AI & Agents · Architecture

AI Agents Need Approval Boundaries, Not Just Better Prompts

An AI-agent demo often starts with a model, a prompt and access to a few tools. A production workflow starts with a different question: what is the agent allowed to decide, and what happens when it is wrong?

Model quality matters, but dependable automation comes from the system around the model. That includes permissions, data access, validation, approval and a visible path for exceptions.

Start with one bounded workflow

Choose a process with a clear beginning and end. Describe its inputs, decisions, tools and expected result before selecting a model or agent framework.

“Automate customer support” is too broad. “Prepare a draft answer using approved documentation and route uncertain cases to a support agent” is specific enough to design and evaluate.

A narrow workflow also creates a meaningful baseline. You can compare the new process with the current manual steps, rather than judging it by whether a conversation looks impressive.

Treat tools as capabilities with permissions

An agent does not need unrestricted access to a system just because it can call an API. Each tool should expose the smallest capability required for the workflow.

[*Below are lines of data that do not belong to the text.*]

Issue #58, opened 2023-08-09
utils.raster coverage


r-leyshon:
Please reference my comments within merged [17 pop merge resample](https://github.com/datasciencecampus/transport-network-performance/pull/30/files#diff-c35a6e75869dd71399741e51bc30426584029ce71b1aa29f9dd6cacbc1d603bfR163-R165) . I've highlighted where the coverage gaps are and the sort of strategy I would suggest. Happy to help out with this if required.

              Would be worth seeing if [any of the utility functions I’ve written](https://github.com/datasciencecampus/transport-network-performance/blob/9cb601de0461002f71c39e6a79830db70d4b4131/src/transport_performance/utils/defence.py) (not yet merged to main) would suffice. Or refactoring them. Example implementation below:

```
from transport_performance.utils.defence import _check_parent_dir_exists
…
```
Then in `raster.merge_raster_files`:
```
_check_parent_dir_exists(pth=output_filepath, param_nm=“output_filepath”, create=True)
```
If this meets your behavioural reqs, this function has already been tested so you should be good to go.

_Originally posted by @r-leyshon in https://github.com/datasciencecampus/transport-network-performance/pull/30#discussion_r1288715714_

PR #138, opened 2023-09-18
121 resample file directory

### LINKED ISSUE #121: `sum_resample_file()` does not correctly create a new directory
**Describe the bug**

`sum_resample_file()` does not correctly create a new directory if one does not already exist.

**Environment**

 - OS: macOS
 - Python version: 3.9.12
 - Java version: 11

**Steps to reproduce**

1. Call `sum_resample_file()` creating an output in a new sub directory.
2. The following error message is raised:
```
FileNotFoundError: [Errno 2] No such file or directory: ...
```

**Expected behavior**

New directory is build and the file is saved within it

**Screenshots**

None

**Test data/code**

None

**Additional context**

This can be fixed by editing line 165 to use `os.path.dirname(output_filepath)` instead of the file path itself. May want to also consider using `os.makedirs()` instead of `os.mkdir`, so that new directories are created recursively.

https://github.com/datasciencecampus/transport-network-performance/blob/c41f12c8a9ed881fc1c7f7816ef7c04a80c65a03/src/transport_performance/utils/raster.py#L163-L165

Work around until issue is fixed:  create new sub-directory manually before calling function.

ethan-moss:
## Description

Updates to `transport_performance.utils.raster`:
 - Migrated `merge_raster_files()` and `sum_resample_file()` to use `defence.py` functions. Fixes #121

## Motivation and Context

Resolve #121: now `sum_resample_file()` writes to new directories if they don't already exist, using `_check_parent_dir_exists()`. 

Took this opportunity to update `merge_raster_files()` with `_check_parent_dir_exists()` at the same time.

## Type of change

## How Has This Been Tested?

`sum_resample_file()` unit test updated to save in a new sub-directory, to demonstrate fix + ensure it does not come back. Added an extra unit test to test failing `sum_resample_file()` inputs.

Also tested 'manually' using 'real' raster data: calling `sum_resample_file()` and saving the output to a directory that does not exist in advance. Saves to new directory as expected.

Will update `merge_raster_files()` unit tests as part of resolving issue #58.

Test configuration details:
* OS: macOS
* Python version: 3.9.12
* Java version: 11

## Checklist:

## Additional comments

None

### DIFF
--- a/src/transport_performance/utils/raster.py
+++ b/src/transport_performance/utils/raster.py
@@ -13,6 +13,10 @@ import rioxarray
 
 from rioxarray.merge import merge_arrays
 from rasterio.warp import Resampling
+from transport_performance.utils.defence import (
+    _check_parent_dir_exists,
+    _is_expected_filetype,
+)
 
 
 def merge_raster_files(
@@ -146,8 +150,7 @@ def sum_resample_file(
 
     """
     # defend against case where the provided input dir does not exist
-    if not os.path.exists(input_filepath):
-        raise FileNotFoundError(f"{input_filepath} can not be found")
+    _is_expected_filetype(input_filepath, "input_filepath", exp_ext=".tif")
 
     xds = rioxarray.open_rasterio(input_filepath, masked=True)
 
@@ -161,7 +164,6 @@ def sum_resample_file(
     )
 
     # make output_filepath's directory if it does not exist
-    if not os.path.exists(os.path.dirname(output_filepath)):
-        os.mkdir(output_filepath)
+    _check_parent_dir_exists(output_filepath, "output_filepath", create=True)
 
     xds_resampled.rio.to_raster(output_filepath)
--- a/src/transport_performance/utils/raster.py
+++ b/src/transport_performance/utils/raster.py
@@ -77,9 +77,9 @@ def merge_raster_files(
 
     """
     # defend against case where the provided input dir does not exist
-    # note: not able to use `_check_parent_dir_exists()` here since its a dir
-    if not os.path.exists(input_dir):
-        raise FileNotFoundError(f"{input_dir} can not be found")
+    # add a dummy file to purely check if provided parent directory exists
+    dummy_path = os.path.join(input_dir, "dummy.txt")
+    _check_parent_dir_exists(dummy_path, "input_dir", create=False)
 
     # get tif files in directory, ensure some exist and select subset via regex
     tif_filepaths = glob.glob(f"{input_dir}/*.tif")
--- a/src/transport_performance/utils/raster.py
+++ b/src/transport_performance/utils/raster.py
@@ -107,7 +107,11 @@ def merge_raster_files(
     xds_merged = merge_arrays(arrays)
 
     # create full filepath for merged tif file and write to disk
+    # check expected file type and parent dir exists
     MERGED_DIR = os.path.join(output_dir, output_filename)
+    _is_expected_filetype(
+        MERGED_DIR, "MERGED_DIR", check_existing=False, exp_ext=".tif"
+    )
     _check_parent_dir_exists(MERGED_DIR, "MERGED_DIR", create=True)
     xds_merged.rio.to_raster(MERGED_DIR)
 
--- a/src/transport_performance/utils/raster.py
+++ b/src/transport_performance/utils/raster.py
@@ -77,6 +77,7 @@ def merge_raster_files(
 
     """
     # defend against case where the provided input dir does not exist
+    # note: not able to use `_check_parent_dir_exists()` here since its a dir
     if not os.path.exists(input_dir):
         raise FileNotFoundError(f"{input_dir} can not be found")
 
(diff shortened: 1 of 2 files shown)


src/transport_performance/utils/raster.py
```diff
@@ -73,6 +77,7 @@ def merge_raster_files(
 
     """
     # defend against case where the provided input dir does not exist
+    # note: not able to use `_check_parent_dir_exists()` here since its a dir
```
cbrowning04: It is mentioned here that `_check_parent_dir_exists()` can not be used. In theory, a dummy file name e.g., `dummy.txt` can be appended onto `input_dir` to include this functionality.  
We would need to have `create=False` in this instance as we only want to know if the directory exists.  
While this isn't a required change, it would improve consistency across all directory checks.

src/transport_performance/utils/raster.py
```diff
@@ -13,6 +13,10 @@
 
 from rioxarray.merge import merge_arrays
 from rasterio.warp import Resampling
+from transport_performance.utils.defence import (
+    _check_parent_dir_exists,
+    _is_expected_filetype,
+)
 
 
 def merge_raster_files(
```
cbrowning04, line 22: On a successful run, this function prints the inputs and output. This could be considered obnoxious. Is this something we want to remain? Most likely this won't be changed, especially if it is part of the `rioxarray` package.  
image

src/transport_performance/utils/raster.py
```diff
@@ -101,12 +106,9 @@ def merge_raster_files(
...
     xds_merged = merge_arrays(arrays)
 
-    # make output_dir if it does not exist
-    if not os.path.exists(output_dir):
-        os.mkdir(output_dir)
-
     # create full filepath for merged tif file and write to disk
     MERGED_DIR = os.path.join(output_dir, output_filename)
+    _check_parent_dir_exists(MERGED_DIR, "MERGED_DIR", create=True)
     xds_merged.rio.to_raster(MERGED_DIR)
```
cbrowning04, line 116: I recommend using `_is_expected_filetype()` here on MERGED_DIR.  
When using an invalid file extension (e.g., .html or .test), a ValueError is raised by rioxarray in `xds_merged.rio.to_raster(MERGED_DIR)`. This would be better suited with the error message created using `_is_file_type_expected()`.  
Current raised error:  
image

tests/utils/test_raster.py
```diff
@@ -241,3 +273,40 @@ def test_sum_resample_file(self, resample_xarr_fpath: str) -> None:
         # assert correct resampling values (summing consitiuent grids)
         expected_result = np.array([[[14, 22], [46, 54]]])
         assert np.array_equal(expected_result, xds_out.to_numpy())
+
+    @pytest.mark.parametrize(
```
cbrowning04, line 277: Are we able to include the 'match' parameter of pytest.raises() here?  
This will ensure that the tests are detecting the correct errors, and not passing on other errors of the same type.

cbrowning04, line 277: I would also suggest to possibly include a test that looks for a directory that doesn't exist to accompany the tests that looks for a file that does not exist

cbrowning04 (changes requested):
Overall use of defence.py functions is successful throughout. All uses of the defency.py functions act as expected.  

Most suggestions have been made for improvements.  Most of these suggestions are QOL and consistency/reliability suggestions.  

One of these suggestions recommends improving error communication to the user as an unclear error is raised that may cause confusion and require the user to complete more research into the error than necessary.

src/transport_performance/utils/raster.py
ethan-moss: This printing is coming from the fact that you're using a Jupyter notebook and by default the cell prints out the returned value of the function if it's not assigned to a variable. `merge_raster_files()` returns the boundaries of all the inputs and the output so that a user could check their extents should they wish e.g., to make sure there are no gaps or overlaps in the merging.

Are you happy to resolve this conversation based on this?

src/transport_performance/utils/raster.py
ethan-moss: Yes, this could work - great idea! I'll make it very clear in a comment the origin of the dummy file, so that we don't forget going forward.

ethan-moss: I think this is now covered by commit e7ce76b. Happy to resolve this conversation if you agree.

src/transport_performance/utils/raster.py
ethan-moss: Great catch! I've fix this one in 90451bb. Happy to close this comment out if you agree.

tests/utils/test_raster.py
ethan-moss: Good idea. This one is now captured in a738242. Happy to close this conversation if you are too.

ethan-moss: I'm not sure this test case is a valid one. The input to this function is a file path, and the existence of the file is what's being check. So, if the directory doesn't exist then input file can't exist either. Nonetheless, it's a very quick test to do so I've added it in commit f71625b. Let me know what you think. I'm happy to resolve this conversation if you are too.

cbrowning04: I agree that it may not be needed. Never the less it's only a small test and a few lines so it wouldn't hurt to have. I'm happy to merge this PR with dev once the runners have passed. Thanks for the quick changes @ethan-moss !

cbrowning04 (approved):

Reading an order, proposing a refund and issuing a refund are three different permissions. Keeping them separate makes it possible to automate research and preparation while reserving consequential action for a person or a more controlled process.

The same principle applies to data. Give the workflow access to relevant records, not every record that is technically available.

Put approval where consequences change

Human approval is most useful at a decision boundary, not as a generic final checkbox. Ask where an action becomes expensive, irreversible, external or sensitive.

Examples include:

  • sending a message to a customer;
  • changing a financial record;
  • granting access;
  • publishing content;
  • deleting or overwriting data;
  • making a commitment on behalf of the company.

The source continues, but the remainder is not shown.